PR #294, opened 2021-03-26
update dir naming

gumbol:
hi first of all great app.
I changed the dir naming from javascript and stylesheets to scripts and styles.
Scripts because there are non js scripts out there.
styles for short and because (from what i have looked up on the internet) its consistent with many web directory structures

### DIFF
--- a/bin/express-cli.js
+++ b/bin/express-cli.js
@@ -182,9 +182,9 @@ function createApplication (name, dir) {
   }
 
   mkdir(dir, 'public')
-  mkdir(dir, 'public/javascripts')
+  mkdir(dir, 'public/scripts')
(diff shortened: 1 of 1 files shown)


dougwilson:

====

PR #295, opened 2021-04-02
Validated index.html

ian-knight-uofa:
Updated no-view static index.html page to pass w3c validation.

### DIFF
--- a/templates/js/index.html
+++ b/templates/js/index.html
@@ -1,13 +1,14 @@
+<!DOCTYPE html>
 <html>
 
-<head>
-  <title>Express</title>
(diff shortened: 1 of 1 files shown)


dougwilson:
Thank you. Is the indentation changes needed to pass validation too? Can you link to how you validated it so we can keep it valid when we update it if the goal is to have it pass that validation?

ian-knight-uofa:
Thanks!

====

■ WHAT TO PRODUCE
Go line by line through the records and copy those that contain the word "have".

■ YOUR RESPONSE
styles for short and because (from what i have looked up on the internet) its consistent with many web directory structures
Thank you. Is the indentation changes needed to pass validation too? Can you link to how you validated it so we can keep it valid when we update it if the goal is to have it pass that validation?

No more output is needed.